Saturday, May 16, 2009

Don't Think - Just Write Tests, Right ?

I gave a brief talk on Continuous Integration at the local Java User Group a few weeks ago and I happened to mention that although I value automated regression testing very much I do not think it gives you any real guarantees that your software is error free.

I think this provoked some in audience a bit - I got questions along the line of "why do you hate unit testing so much?" and I realized that I unwittingly had stepped on some toes there. Sorry guys, I hope we are still friends.

Yes, I am a sceptic but for the record: I don't hate unit testing and I certainly do not think that people who do unit testing are idiots.

What I do have a problem with are when people set up their test suite, complete with red light for errors, green light for no errors - and then conclude the following:
  • Red light: there is a bug in the application code
  • Green light: there are no bugs in the application code

I think this assumption is incredibly naive and will try to explain why.

Your test system consists of two components: The application code and the test code itself (junit test cases, mocking etc.). Software bugs can be present in either component. This should be a known fact to anyone who have been working seriously with automated testing.

Consequently, red light means you have either
  • A bug in your application code
  • OR you have a bug in your test code!

I admit that this is very useful information and it also gives you an idea about where the problem lies - it is either in the code being tested or in the test itself.

Green light on the other hand is much more tricky. Really, all it tells you is that

  1. You have no bugs anywhere...
  2. OR .. you have a bug in your application code but the test that was supposed to cover it is faulty as well!
  3. OR .. you have a bug in your application code that is not covered by a test
When we see the green light we want to believe that we are dealing with case #1 - no bugs. But we really have no way of knowing this for sure.

Case #2 is fairly common in large test systems and is generally detected by someone else down the line - either QA or the end user. How do know that your test code is error free anyway? Are you writing unit tests to test your unit tests? And if so, are you also testing the test code that is testing the original test code... ?

This brings us to case #3 which has to do with test coverage. Yes, you can minimize the case 3 bugs by writing more tests. There is a catch, however: All the new test code you write could potentially have bugs, thus introducing more of the case #2 scenarios.

If you have ten lines of test code for every line of application code it means that there is a ten times higher risk of bugs in your test code. There is some powerful mathematics working against us in our attempt to achieve a full, error-free test coverage.

Integration testing is a way to test more lines of application code with less lines of test code but the same principle applies: As your test suite grows, so does the likelihood of having bugs in the test suite.
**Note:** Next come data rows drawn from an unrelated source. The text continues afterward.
PR #1252, opened 2026-05-30
C2b: Remove Node.parentId field — structureTree is single source of truth (closes #1248)

malibio:
## Summary

Follow-up to #1247 (C2). Removes the `parentId` field from the `Node` interface entirely. All hierarchy reads now go through `structureTree.getParent()` / `getParentId()`, and backend CREATE/MOVE payloads derive their parent from `structureTree` at call time via an explicit `CreateNodeInput` struct.

## Changes
- `node.ts`: `parentId` field removed from `Node` interface; stale `NodeUpdate` doc examples referencing `parentId` are in inline comments only (doc cleanup candidate)
- `shared-node-store.svelte.ts`: Primary CREATE path builds explicit `CreateNodeInput` with `parentId: this.getParentId(nodeId)`
- `reactive-node-service.svelte.ts`: All `node.parentId` reads replaced with `structureTree.getParent()`; mirror `updateNode({parentId})` calls removed; outdent unpersisted-CREATE path updated to update structureTree before re-triggering `setNode`
- `base-node-viewer.svelte`: `promotePlaceholderToNode` return type cleaned up; `_parentNodeId` parameter retained (still called by six sites) but unused internally
- Tests: `parentId` removed from all `Node` literals; `parentMapping` option removed; dead assertions replaced or removed

## Test plan
- [ ] `bun run check` clean
- [ ] `grep -rn "\.parentId" packages/desktop-app/src` returns only structureTree-internal uses

### DIFF
--- a/packages/desktop-app/src/lib/design/components/base-node-viewer.svelte
+++ b/packages/desktop-app/src/lib/design/components/base-node-viewer.svelte
@@ -524,11 +524,13 @@
    */
   function promotePlaceholderToNode(
     placeholder: Node,
-    _parentNodeId: string,
+    parentNodeId: string,
     overrides: { content?: string; nodeType?: string }
   ): Node {
-    // parentId is derived from structureTree at CREATE time (see shared-node-store persistence path)
-    // Caller must call reactiveStructureTree.addChild before setNode fires persistence
+    // parentId is derived from structureTree at CREATE time (persistence path calls getParentId).
+    // IMPORTANT: Caller MUST call reactiveStructureTree.addChild({ parentId: parentNodeId, ... })
+    // BEFORE the setNode persistence debounce fires so getParentId returns the correct parent.
+    log.debug(`[promotePlaceholder] promoting ${placeholder.id.substring(0, 8)} under parent ${parentNodeId.substring(0, 8)}`);
     return {
       id: placeholder.id,
       nodeType: overrides.nodeType ?? placeholder.nodeType,
--- a/packages/desktop-app/src/lib/design/components/base-node-viewer.svelte
+++ b/packages/desktop-app/src/lib/design/components/base-node-viewer.svelte
@@ -524,15 +524,11 @@
    */
   function promotePlaceholderToNode(
     placeholder: Node,
-    parentNodeId: string,
+    _parentNodeId: string,
     overrides: { content?: string; nodeType?: string }
-  ): Node & { parentId?: string } {
-    // CRITICAL FIX (Issue #528): Include transient parentId field
-    // This field is NOT part of the Node model (which stores hierarchy as graph edges)
-    // but is needed by the backend HTTP API to create the parent-child edge relationship
-    // The backend will extract this field and call operations.create_node() with it
-    // Note (Issue #533): _containerId removed - backend auto-derives root from parent chain
-    // Note (Issue #575): beforeSiblingId removed - backend now handles sibling ordering
+  ): Node {
+    // parentId is derived from structureTree at CREATE time (see shared-node-store persistence path)
+    // Caller must call reactiveStructureTree.addChild before setNode fires persistence
     return {
       id: placeholder.id,
       nodeType: overrides.nodeType ?? placeholder.nodeType,
@@ -541,9 +537,7 @@
       createdAt: placeholder.createdAt,
       modifiedAt: new Date().toISOString(),
       properties: placeholder.properties,
-      mentions: placeholder.mentions || [],
-      // Transient field for backend edge creation (not persisted in Node model)
-      parentId: parentNodeId // Root/container auto-derived from parent chain by backend
+      mentions: placeholder.mentions || []
     };
   }
 
--- a/packages/desktop-app/src/lib/services/reactive-node-service.svelte.ts
+++ b/packages/desktop-app/src/lib/services/reactive-node-service.svelte.ts
@@ -248,18 +248,12 @@ export function createReactiveNodeService(events: NodeManagerEvents) {
     const afterUIState = _uiState[afterNodeId] || createDefaultUIState(afterNodeId);
     const newDepth = afterUIState.depth;
 
-    // Determine parent from parameter or use afterNode's parentId directly
-    // CRITICAL FIX: Don't rely on broken parentsCache - use the node's own parentId field
+    // Determine parent from explicit parameter or structureTree (single source of truth)
     let newParentId: string | null;
     if (parentId !== undefined) {
       newParentId = parentId;
-    } else if (afterNode.parentId !== undefined) {
-      // Use afterNode's parentId directly - this is the authoritative source
-      newParentId = afterNode.parentId ?? null;
     } else {
-      // Fallback: try cache (for compatibility, though it may be null)
-      const parents = sharedNodeStore.getParentsForNode(afterNodeId);
-      newParentId = parents.length > 0 ? parents[0].id : null;
+      newParentId = structureTree.getParent(afterNodeId);
     }
 
     let initialContent = content;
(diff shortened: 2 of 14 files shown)


malibio (commented):
### Code Review Summary

This PR cleanly completes the C2b objective: `Node.parentId` is gone from the type system and all hierarchy reads in production code now flow through `structureTree`. The architectural direction is correct and the primary CREATE path (the new `CreateNodeInput` construction in `setNode`) is implemented well.

However, there are **three secondary CREATE call sites** in `shared-node-store.svelte.ts` that still pass a raw `Node` to `tauriCommands.createNode()`. These were already in the codebase before this PR, but they are now silently broken by this change: since `Node` no longer has `parentId`, those calls will always send `parentId: null` to the backend, orphaning nodes that should have a parent. This makes the three sites a regression introduced by this PR's contract change.

---

### Findings

#### Critical Issues

**[Critical/Blocker] Three legacy `createNode(rawNode)` call sites now silently drop parent — `shared-node-store.svelte.ts` lines 1171, 1186, 3129**

The `BackendAdapter.createNode` signature accepts `CreateNodeInput | Node`. The adapter extracts `parentId` via `(input as CreateNodeInput).parentId ?? null`. When a raw `Node` is passed, `(input as CreateNodeInput).parentId` is now always `undefined` (field was removed from `Node`), so it coalesces to `null` — every node created through these paths will be created as a root-level node, silently losing its parent.

- **Line 1171**: The UPDATE-fell-through-to-CREATE fallback path in the non-batch persistence closure. This fires when `persistedNodeIds` is out of sync (e.g., after a page reload or database reset). The fallback `createNode(currentNode)` will orphan any node that should have had a parent.

- **Line 1186**: The standard new-node CREATE path in the same non-batch closure (`source.type !== 'viewer' || !isNewNode` branch). Wait — reviewing context again: lines 1180–1186 appear to be a **separate, non-deduplication persistence closure** (the older path for `source.type !== 'viewer'`). If both the old closure (line 1186) and the new closure (lines 1493–1535) can execute for the same node, this is doubly wrong. If line 1186 is dead code now that the `viewer`-source path routes through the new closure, it should be deleted rather than left with a broken call.

- **Line 3129**: The `persistBatchedChanges` → batch CREATE path. `finalNode` is typed as `Node`. When a new node is created via the batch path (e.g., the `"> text"` node-type-change scenario described in the comment), it will be persisted without a parent.

The fix for all three is the same pattern already used at lines 1499 and 1531: construct an explicit `CreateNodeInput` and call `this.getParentId(nodeId)` to derive the parent from `structureTree`.

---

**[Critical/Blocker] `_parentNodeId` parameter retained in `promotePlaceholderToNode` but is dead — `base-node-viewer.svelte` line 527**

The parameter was renamed to `_parentNodeId` to silence the unused-variable warning, but it is never used inside the function. The comment says "Caller must call `reactiveStructureTree.addChild` before `setNode` fires persistence" — but there is no enforcement here. All six call sites pass `nodeId` as the parent, which is the node being clicked/entered. If any caller fails to pre-register the relationship in `structureTree`, `getParentId` will return `null` at CREATE time and the node will be orphaned.

This is a latent correctness risk. The parameter should either:
- Be removed entirely (callers already have `structureTree` available, and the function has no use for it), or
- Be used as a fallback inside the function when `structureTree.getParent` returns `null`, with a `log.warn` if there is a mismatch.

At minimum, the parameter name `_parentNodeId` with an underscore prefix is a code smell: if the value is known at the call site and needed for correctness, suppressing the lint warning rather than using it defers a real bug.

---

#### Suggested Improvements

**[Improvement] `NodeUpdate` JSDoc in `node.ts` lines 407–425 references `parentId` as an updatable field**

The JSDoc for `NodeUpdate` still says:
```
// Don't update parentId (leave as-is)
updateNode('node-1', { content: 'New content' });

// Clear parentId (set to NULL, making it a root node)
updateNode('node-1', { parentId: null });

// Set parentId to a value
updateNode('node-1', { parentId: 'parent-node-id' });
```

`NodeUpdate` (lines 434–452) does not have a `parentId` field. These example snippets are now misleading — they will fail TypeScript compilation if anyone copies them. The table header "For nullable fields (parentId, embeddingVector)" should drop `parentId`. This is not a runtime issue but will confuse future developers.

**[Improvement] `shared-node-store-skip-while-editing.test.ts` line 259: test creates `{ ...makeNode(...), parentId: null }` after this PR removes the field**

The test at line 244 constructs a node literal with `parentId: null` spread in explicitly. Since `parentId` is no longer part of `Node`, this type-checks only because the spread adds an extra property (TypeScript's structural typing permits it), but the test comment at lines 244–248 explicitly references the old `Node.parentId` field behavior as the scenario being tested. The test is still valid (it tests `shouldClearStaleInsertAfter` via `structureTree`), but the `parentId: null` spread is now an extraneous property that should be removed to keep the test honest about the new contract.

---

#### Nitpicks

- **Nit**: `base-node-viewer.svelte` line 521: The JSDoc still says `@param parentNodeId - The parent node ID` but the parameter is now `_parentNodeId` and is unused. The JSDoc should be removed or updated to note it is no longer used.

- **Nit**: `reactive-node-service.svelte.ts` line 1081 and 1289: Comments say "no mirror write to `Node.parentId` needed" — these are now trivially true (the field doesn't exist). Once the three blocker sites are fixed, these comments can be shortened to just the affirmative: "structureTree is the single source of truth for hierarchy."

- **Nit**: `rapid-hierarchy-operations.test.ts` lines 598–612: The test "should handle indent followed by immediate outdent" was previously asserting `childAfterIndent?.parentId === 'parent'` and is now only checking `expect(childAfterIndent).toBeDefined()`. The test no longer validates the indent behavior at all — it just checks the node exists. Consider replacing with a `structureTree.getParent('child') === 'parent'` assertion to preserve coverage intent.

---

### Summary

The core type removal and the primary persistence path are correct. Block on the three legacy `createNode(rawNode)` call sites (lines 1171, 1186, 3129) — they are now silently broken and will create orphaned nodes in the database in edge-case paths (page reload recovery, batch commit of new nodes). The `_parentNodeId` dead parameter is lower severity but worth resolving before merge to avoid the latent correctness risk it represents.

malibio:
## Review Addressed

All findings from the review have been resolved across 2 commits:

### Commit `e20f6bb4` — Address review: fix 3 createNode call sites
- **🔴 Fixed**: Lines 1171, 1186, 3129 in `shared-node-store.svelte.ts` — all three `createNode(rawNode)` call sites now build explicit `CreateNodeInput` with `parentId: this.getParentId(nodeId)` from structureTree (same pattern as the primary path)
- **🔴 Fixed**: `promotePlaceholderToNode` — renamed `_parentNodeId` back to `parentNodeId`, now used in a `log.debug` call to document the contract; comment updated with explicit IMPORTANT warning for callers
- **✅ Fixed**: `NodeUpdate` JSDoc in `node.ts` — removed all `parentId` examples from the doc block
- **✅ Fixed**: `shared-node-store-skip-while-editing.test.ts` — removed stale `parentId: null` spread; updated test name and comments to reflect that structureTree (not `Node.parentId`) is now the authority

### Commit `6bc75a2f` — Nit: simplify stale mirror-write comments
- Removed verbose "no mirror write to Node.parentId needed" explanations at lines 1081 and 1289 as suggested

### Skipped

- **rapid-hierarchy-operations.test.ts indent/outdent test**: The structureTree mock returns `null` for all `getParent` calls in that test suite (line 35 of the mock setup), so `expect(structureTree.getParent('child')).toBe('parent')` would always fail regardless of implementation correctness. The test correctly validates the scenario without crashing — a deeper structural test of indent behavior belongs in a separate test suite with a real structureTree.

PR #1261, opened 2026-05-30
B4 follow-up: fold remaining 11 CollectionService::new daemon sites into core (collection_ops)

malibio:
Closes #1243

### DIFF
--- a/packages/core/src/ops/collection_ops.rs
+++ b/packages/core/src/ops/collection_ops.rs
@@ -3,108 +3,132 @@
 //! Thin orchestration wrappers over `CollectionService`. Extracted from the daemon
 //! layer so both the gRPC adapter and future callers share the same logic.
 
-use crate::models::Node;
+use crate::models::{Node, NodeUpdate};
 use crate::ops::OpsError;
-use crate::services::{CollectionService, NodeService, NodeServiceError};
+use crate::services::{
+    CollectionService, CreateNodeParams, InsertPositionOwned, NodeService, NodeServiceError,
+};
 use std::sync::Arc;
 
 // ============================================================================
 // Input / Output types
 // ============================================================================
 
+#[derive(Debug)]
 pub struct GetAllCollectionsInput;
 
+#[derive(Debug)]
 pub struct CollectionEntry {
     pub node: Node,
     pub member_count: usize,
     pub parent_collection_ids: Vec<String>,
 }
 
+#[derive(Debug)]
 pub struct GetAllCollectionsOutput {
     pub collections: Vec<CollectionEntry>,
 }
 
+#[derive(Debug)]
 pub struct GetCollectionMembersInput {
     pub collection_id: String,
 }
 
+#[derive(Debug)]
 pub struct GetCollectionMembersOutput {
     pub members: Vec<Node>,
     pub collection_id: String,
 }
 
+#[derive(Debug)]
 pub struct GetCollectionMembersRecursiveInput {
     pub collection_id: String,
 }
 
+#[derive(Debug)]
 pub struct GetCollectionMembersRecursiveOutput {
-    /// Member node IDs in traversal order.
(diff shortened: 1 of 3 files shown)


malibio:
### Code Review Summary

This PR correctly addresses all 11 acceptance criteria sites. Every daemon collection RPC handler now delegates to a `collection_ops` function instead of constructing `CollectionService` inline, and the new module lives in the right location (`packages/core/src/ops/`). The change is a clear net positive — the daemon is measurably thinner, and the orchestration logic is now available to any future caller without copying. No blocking issues.

Two targeted improvements are worth addressing before merge: a leaked store bypass that defeats the abstraction for one handler, and inconsistently-typed error semantics in the two mutation ops.

---

### Findings

#### Suggested Improvements

**[Improvement] `get_collection_members_recursive` daemon handler leaks store access that should live in `collection_ops`**

`packages/daemon/src/services/node_service.rs`, lines 953–965

The handler calls `collection_ops::get_collection_members_recursive` to get IDs, then immediately reaches back through `self.node_service.store()` to do a batch node fetch and proto mapping. This is the exact pattern the PR is meant to eliminate: the daemon is still orchestrating storage calls directly.

The `get_collection_members_recursive` op should return `Vec<Node>` (not `Vec<String>`), matching the shape of `get_collection_members`. The daemon handler would then be the standard one-call-plus-proto-map pattern, consistent across all 11 handlers.

The current output type is also a semantic mismatch with its sibling: `GetCollectionMembersOutput` returns `Vec<Node>` while `GetCollectionMembersRecursiveOutput` returns `Vec<String>`. A caller looking at the two types will reasonably expect them to be structurally parallel.

**[Improvement] `ValidationFailed` is the wrong carrier for duplicate-name errors in `create_collection` / `rename_collection`**

`packages/core/src/ops/collection_ops.rs`, lines 264 and 303

The ops functions return `OpsError::ValidationFailed` for the duplicate-name guard, and the daemon handlers special-case that variant to produce `Status::already_exists`. This is semantically incorrect and architecturally fragile:

1. `ValidationFailed` is documented in `ops/mod.rs` for invariant violations (invalid parent, circular reference, hierarchy violation). A name conflict is a resource-existence conflict, not a validation failure of the submitted data.
2. The daemon's match arm applies to *all* `ValidationFailed` variants from both functions — any future validation failure (e.g. an empty name, an illegal character) would incorrectly be mapped to `ALREADY_EXISTS` instead of `INVALID_ARGUMENT`.
3. The match arm is duplicated across two handlers; every future caller must remember to re-implement this special-case.

The correct fix is to add an `OpsError::AlreadyExists { id: String }` variant (or reuse `OpsError::NotFound`'s mirror) and map it to `Status::already_exists` in `ops_error_to_status` centrally. The daemon handlers would then be uniform `.map_err(ops_error_to_status)?` calls.

---

#### Nitpicks

**Nit:** `packages/core/src/ops/collection_ops.rs`, lines 15–110

All input/output structs are missing `#[derive(Debug)]`. Every struct in `node_ops` and `rel_ops` derives `Debug`. Consistency matters here because the ops layer is the primary logging/inspection boundary.

**Nit:** `packages/core/src/ops/collection_ops.rs`, lines 277–282

`crate::services::CreateNodeParams` and `crate::services::InsertPositionOwned` are referenced with full crate paths despite both being in scope via the crate's re-exports. `crate::models::NodeUpdate` at line 310 has the same issue. The existing imports at the top of the file should be expanded rather than using inline qualified paths.

**Nit:** `packages/core/src/ops/collection_ops.rs` — no unit tests

`node_ops` has a `#[cfg(test)]` block covering its error-mapping paths. `collection_ops` has none. The issue acceptance criteria don't explicitly require new tests, but the `create_collection` duplicate-name guard and the `rename_collection` self-rename pass-through are the two non-trivial logic branches added here and are exactly the kind of unit-testable decision points `node_ops` covers.

PR #1263, opened 2026-05-30
C3a: Delete frontend outdent ordering math — trust the daemon's authoritative order via relationship events

malibio:
Closes #1259


malibio:
### Code Review Summary

This PR delivers C3a cleanly. The core architectural objective — eliminating the frontend's duplicate fractional-order calculation and replacing it with daemon-authoritative order via `relationship:updated` events — is fully achieved. The change is a net improvement: it removes a divergent implementation, closes the semantic gap the audit identified, and does not introduce new complexity.

The diff is focused and cohesive: 47 lines of production code deleted (the two functions plus three call sites), one line replaced in `hierarchy-sync.ts`, and the test surface correctly inverted (old unit tests for deleted functions removed, new convergence/contract tests added).

Below are findings ordered by severity.

---

### Findings

#### Improvements

**`packages/desktop-app/src/tests/unit/outdent-ordering.test.ts` — "NOT-YET-PERSISTED" test is mislabeled and tests the wrong branch**

The second test (`outdent of NOT-YET-PERSISTED node...`) uses `sharedNodeStore.setNode(child, { type: 'database', reason: 'test' })` — the identical call pattern as `addPersistedNode()`. Because `determinePersistenceBehavior` returns `shouldMarkAsPersisted: true` for `source.type === 'database'`, the child *is* being added to `persistedNodeIds`. The comment `// isNodePersisted('child') → false` contradicts the actual behavior, and the test is exercising the already-persisted MOVE path (line 1035), not the not-yet-persisted CREATE-cancel path (line 986). This means the `!isNodePersisted && !isOperationExecuting` branch and the in-flight-CREATE branch from the issue's acceptance criteria are unverified.

To cover the not-yet-persisted branch properly, the child should be set with a viewer source (e.g. `{ type: 'viewer', viewerId: 'test' }`) or with `{ persist: false }` to avoid adding it to `persistedNodeIds`. The in-flight CREATE variant would need `PersistenceCoordinator` stubbing to simulate `isNodePersistenceExecuting === true`.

All this doesn't mean that you should stop doing automated testing. What is does mean is that you should look at your test results with a certain amount of scepticism. A failed test means you have a problem - either with your application code or your tests. No failed tests just means that there are potential undetected problems out there. And the way to solve these problems may not be to just blindly write more test code. Don't fire your QA people just yet.